The following table shows the expected results:

| raw\_json                                                                                                                                                                                            |
| ---------------------------------------------------------------------------------------------------------------------------------------------------------------------------------------------------- |
| `{"id": 1, "StartTime": "2020-01-06 17:00:00", "Duration": 450, "tags": ["summer-sale", "sports"], "user_agent": {"agent": "Mozilla/5.0", "platform": "Windows NT 6.1", "resolution": "1024x4069"}}` |
| `{"id": 2, "StartTime": "2020-01-05 12:00:00", "Duration": 959, "tags": ["gadgets", "audio"], "user_agent": {"agent": "Safari", "platform": "iOS 14"}}`                                              |

Important characteristics of the table:

* The `id`, `start_time`, `durations`, and `tags` columns follow the same purpose as in the [previous table example](#transform-the-input-during-load).
* Each row in the previous table contains a complete JSON object stored in a single `TEXT` column, rather than being parsed into separate fields.
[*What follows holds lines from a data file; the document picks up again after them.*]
PR #1904, opened 2026-06-28
Wheels 0.17.1.post4

ax3l:
- [x] bump version
- [x] rebase against wheels branch
- [x] Win mutext issue seen in https://github.com/BLAST-ImpactX/impactx-wheels/pull/26
- [x] pull in whatever we find in #1903
- [x] skip RTD PR builds on `wheels` for good 

## `_DISABLE_CONSTEXPR_MUTEX_CONSTRUCTOR` (`CXXFLAGS)`

VS 2022 17.10 made `std::mutex`'s constructor constexpr, leaving its internals NULL until first use. We `--exclude msvcp*.dll` from the wheel, so the SYSTEM `msvcp140.dll` runs; if it predates 17.10 it NULL-derefs in `Mtx_destroy` -> `import openpmd_api` access-violates on win64 (surfaced when co-loaded under the ImpactX wheel's test). The define reverts to the non-constexpr constructor, ABI-compatible with any `msvcp140`.

### DIFF
--- a/.github/workflows/build.yml
+++ b/.github/workflows/build.yml
@@ -8,6 +8,7 @@ env:
     .github/setup-py-version-post3.patch
     .github/setup-py-windows-cmake-options.patch
     .github/python-hide-symbols.patch
+    .github/python-wasm-side-module.patch
     .github/hdf5-dont-atexit-emscripten.patch
     .github/hdf5-read-h5tequal-tristate.patch
 
--- a/.github/workflows/build.yml
+++ b/.github/workflows/build.yml
@@ -5,7 +5,7 @@ on: [push, pull_request]
 env:
   SRC_REF: '0.17.1'
   COMMON_PATCHES: >
-    .github/setup-py-version-post3.patch
+    .github/setup-py-version-post4.patch
     .github/setup-py-windows-cmake-options.patch
     .github/python-hide-symbols.patch
     .github/python-wasm-side-module.patch
--- a/.github/workflows/build.yml
+++ b/.github/workflows/build.yml
@@ -193,11 +193,19 @@ jobs:
           openPMD_USE_MPI='OFF'
           HDF5_USE_STATIC_LIBRARIES='ON'
           ZLIB_USE_STATIC_LIBS='ON'
+        # _DISABLE_CONSTEXPR_MUTEX_CONSTRUCTOR (CXXFLAGS): VS 2022 17.10 made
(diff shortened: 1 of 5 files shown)


.github/workflows/build.yml
```diff
@@ -193,11 +193,19 @@ jobs:
...
+        # msvcp140.dll runs; if it predates 17.10 it NULL-derefs in Mtx_destroy ->
+        # `import openpmd_api` access-violates on win64 (surfaced when co-loaded
+        # under the ImpactX wheel's test). The define reverts to the non-constexpr
+        # constructor, ABI-compatible with any msvcp140.
         CIBW_ENVIRONMENT_WINDOWS: >
           HDF5_USE_STATIC_LIBRARIES='ON'
           ZLIB_USE_STATIC_LIBS='ON'
           openPMD_CMAKE_openPMD_USE_HDF5='ON'
           openPMD_CMAKE_openPMD_USE_ADIOS2='${{ matrix.env.ADIOS2 || 'ON' }}'
+          CXXFLAGS='/D_DISABLE_CONSTEXPR_MUTEX_CONSTRUCTOR'
```
ax3l, line 203: Should also be set for library_builders.bat

ax3l: done

.github/workflows/build.yml
```diff
@@ -193,11 +194,19 @@ jobs:
           openPMD_USE_MPI='OFF'
           HDF5_USE_STATIC_LIBRARIES='ON'
           ZLIB_USE_STATIC_LIBS='ON'
+        # _DISABLE_CONSTEXPR_MUTEX_CONSTRUCTOR (CXXFLAGS): VS 2022 17.10 made
+        # std::mutex's constructor constexpr, leaving its internals NULL until
+        # first use. We --exclude msvcp*.dll from the wheel (below), so the SYSTEM
+        # msvcp140.dll runs; if it predates 17.10 it NULL-derefs in Mtx_destroy ->
+        # `import openpmd_api` access-violates on win64 (surfaced when co-loaded
+        # under the ImpactX wheel's test). The define reverts to the non-constexpr
+        # constructor, ABI-compatible with any msvcp140.
```
ax3l: Simplify

```suggestion
        # _DISABLE_CONSTEXPR_MUTEX_CONSTRUCTOR for portability to older runtimes
```

PR #1909, opened 2026-07-03
Wheels: ARM64 builders for Linux & Windows

ax3l:
Travis-CI is dead; it was the only builder for Linux aarch64 (and ppc64le) wheels. GitHub now offers free [native ARM runners for public repos](https://docs.github.com/en/actions/reference/runners/github-hosted-runners#standard-git), so move Linux ARM wheel production into build.yml and add Windows ARM64 (new platform).

build.yml:
- Linux aarch64 on ubuntu-24.04-arm: full parity with x86_64 (cp310-cp314, many+musl, ADIOS2 ON), reuses library_builders.sh unchanged (native aarch64 needs no SIMD/cross tweaks; blosc2 auto-selects NEON, HDF5 builds natively).
- Windows ARM64 on windows-11-arm: cp311-cp314 (CPython win_arm64 exists only from 3.11+, no PyPy). First cut ships HDF5 + JSON only (ADIOS2 OFF), like the win32/i686 legs, to avoid an unproven ADIOS2-on-ARM64 build.
- Smoke test: derive the ADIOS2 expectation from matrix.env.ADIOS2 instead of process bitness, so a 64-bit ARM wheel without ADIOS2 passes; also makes the i686/win32 legs explicit.
- Retarget the retired Travis aarch64/ppc64le matrix comments.

library_builders.bat:
- Gate the ADIOS2 dependency chain (SQLite3, ZFP, C-Blosc2, ADIOS2) behind openPMD_CMAKE_openPMD_USE_ADIOS2==ON (visible in the before-build step); keep zlib + HDF5 unconditional. Windows ARM64 builds only zlib + HDF5; AMD64 unchanged (win32 stops building the ADIOS2 stack it already discarded).

.travis.yml:
- Sync to the current post4 patch and cibuildwheel 4.1.0 (kept as reference; Travis no longer runs).

### DIFF
--- a/.github/workflows/build.yml
+++ b/.github/workflows/build.yml
@@ -7,6 +7,7 @@ env:
   COMMON_PATCHES: >
     .github/setup-py-version-post4.patch
     .github/setup-py-windows-cmake-options.patch
+    .github/setup-py-windows-arm64-platform.patch
     .github/python-hide-symbols.patch
     .github/python-wasm-side-module.patch
     .github/hdf5-dont-atexit-emscripten.patch
@@ -68,6 +69,7 @@ jobs:
             build: "cp311-* cp312-* cp313-* cp314-*"
             env:
               ADIOS2: "OFF"
+              CMAKE_GENERATOR_PLATFORM: "ARM64"
 
           - os: macos-15-intel
             arch: "x86_64"
--- a/.github/workflows/build.yml
+++ b/.github/workflows/build.yml
@@ -25,6 +25,7 @@ jobs:
         #   platform     CIBW_PLATFORM                 (default auto)
         #   build        CIBW_BUILD                    (default *, i.e. all)
         #   patches      space-separated setup patches (default: Windows one)
+        #   artifact     artifact-name suffix override (default: build || arch)
         #   sdist        also build + upload the sdist artifact (default: off)
         include:
           - os: ubuntu-22.04
@@ -67,6 +68,7 @@ jobs:
           - os: windows-11-arm
             arch: "ARM64"
             build: "cp311-* cp312-* cp313-* cp314-*"
+            artifact: "ARM64"   # build has '*'/spaces; not a valid artifact name
             env:
               ADIOS2: "OFF"
               CMAKE_GENERATOR_PLATFORM: "ARM64"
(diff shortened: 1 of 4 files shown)


.github/workflows/build.yml
```diff
@@ -38,11 +38,15 @@ jobs:
             env:
               ADIOS2: "OFF"
 
-          # builds faster on Travis-CI:
-          #- os: ubuntu-20.04
-          #  arch: "aarch64"
+          # Linux ARM64 (aarch64): native GitHub-hosted runner, free for public
+          # repos (cibuildwheel builds aarch64 natively, no QEMU). Full parity with
+          # the x86_64 leg above: cp310-cp314, many + musl, ADIOS2 ON.
+          # (Formerly built on Travis-CI, which is retired.)
```
ax3l:
```suggestion
```

.github/workflows/build.yml
```diff
@@ -63,6 +67,17 @@ jobs:
               CMAKE_GENERATOR_PLATFORM: "Win32"
               ADIOS2: "OFF"   # 32-bit: no 32-bit ADIOS2 CI; BP read segfaults (see i686)
 
+          # Windows ARM64: native GitHub-hosted runner, free for public repos
+          # (cibuildwheel ARM64 support is still experimental). CPython win_arm64
+          # exists only from 3.11+, so no cp310 and no PyPy here. First cut ships
+          # HDF5 + JSON only (ADIOS2 OFF) to avoid an unproven ADIOS2-on-ARM64 build;
+          # library_builders.bat then compiles only zlib + HDF5. See i686/win32.
```
ax3l:
```suggestion
```

library_builders.bat
```diff
@@ -288,10 +288,20 @@ exit /b 0
...
 call :build_hdf5
-call :build_adios2
+
+rem ADIOS2 and its exclusive dependencies (SQLite3, ZFP, C-Blosc2) are only built
+rem when openPMD is configured with ADIOS2 (openPMD_CMAKE_openPMD_USE_ADIOS2=ON, set
+rem via CIBW_ENVIRONMENT_WINDOWS and visible here in the before-build step). Targets
+rem that ship HDF5 + JSON only -- Windows ARM64 and win32 (x86) -- skip this whole
+rem chain, which avoids an unproven ADIOS2-on-ARM64 build and trims the required
+rem tooling to curl + PowerShell + CMake. HDF5 depends only on zlib, so it stays
+rem unconditional above.
```
ax3l:
```suggestion
rem ADIOS2 and its exclusive dependencies
```

.github/workflows/build.yml
```diff
@@ -63,6 +65,14 @@ jobs:
               CMAKE_GENERATOR_PLATFORM: "Win32"
               ADIOS2: "OFF"   # 32-bit: no 32-bit ADIOS2 CI; BP read segfaults (see i686)
 
+          - os: windows-11-arm
+            arch: "ARM64"
+            build: "cp311-* cp312-* cp313-* cp314-*"
+            artifact: "ARM64"   # build has '*'/spaces; not a valid artifact name
```
ax3l:
```suggestion
            artifact: "WinArm64"
```

.github/workflows/build.yml
```diff
@@ -7,6 +7,7 @@ env:
   COMMON_PATCHES: >
     .github/setup-py-version-post4.patch
     .github/setup-py-windows-cmake-options.patch
+    .github/setup-py-windows-arm64-platform.patch
```
ax3l, line 10: TODO: This still needs a PR to `dev`!

ax3l: Done: #1910

PR #1914, opened 2026-07-09
Two little fixes for scientific defaults

franzpoeschel:
Follow-up to #1834, affects only dev.


src/backend/scientific_defaults/ConfigAttribute.cpp
```diff
@@ -109,7 +109,7 @@ void ConfigAttribute::read()
                 write_to_stderr(attribute) << "'. Expected one of ";
                 auxiliary::write_vec_to_stream(
                     std::cerr, type_unmatched.expectedDatatypes)
-                    << " or convertible to such a type." << std::endl;
```
franzpoeschel, line 112: Matches at this point are precise. Datatype conversions may optionally occur in later postprocessing (see `require_type` inside `ProcessParsedAttribute.hpp`).

PR #1916, opened 2026-07-13
Test: Attribute Only Iterations

ax3l:
Check that we can write and read iterations that only contain attributes. Should work with ADIOS2 BP5, HDF5 and text backends.

### DIFF
--- a/test/SerialIOTest.cpp
+++ b/test/SerialIOTest.cpp
@@ -2491,6 +2491,100 @@ TEST_CASE("bool_test", "[serial]")
     }
 }
 
+void attributes_only_over_iterations_test(
+    std::string const &file_ending, IterationEncoding const it_encoding)
+{
+    std::string name = "../samples/attributes_only_over_iterations_";
+    if (it_encoding == IterationEncoding::fileBased)
+        name.append("f_%T");
+    else if (it_encoding == IterationEncoding::groupBased)
+        name.append("g");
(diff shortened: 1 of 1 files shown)


test/SerialIOTest.cpp
```diff
@@ -2491,6 +2491,100 @@ TEST_CASE("bool_test", "[serial]")
     }
 }
 
+void attributes_only_over_iterations_test(
```
franzpoeschel, line 2494: Could you please move new test code to separate files under test/Files_SerialIO` to not blow up `SerialIOTests.cpp` further :)

test/SerialIOTest.cpp
```diff
@@ -2491,6 +2491,100 @@ TEST_CASE("bool_test", "[serial]")
...
+        }
+        write.close();
+    }
+
+    /*
+     * Read the attributes back and verify that the per-iteration attribute
+     * carries the value written for its iteration.
+     */
+    {
+        Series read(name, Access::READ_ONLY);
```
franzpoeschel, line 2536: Since the parsing procedures for `READ_ONLY` and `READ_LINEAR` are internally very different, it might be worth to run the same read test also for `READ_LINEAR`:

```cpp
        Series read(name, Access::READ_LINEAR);
        read.parseBase();
```

franzpoeschel (changes requested):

This approach is beneficial when the required fields are unknown at ingestion or the JSON structure changes frequently, allowing for flexible data storage without modifying the schema. Fields can be extracted dynamically at query time using Firebolt's JSON functions, though frequent parsing may increase query complexity and cost.
* Parsing occurs at query time, which can save upfront processing when data is loaded, but it might increase query complexity and cost if you need to parse many fields frequently.
* Subsequent queries need to extract fields manually with JSON functions as needed.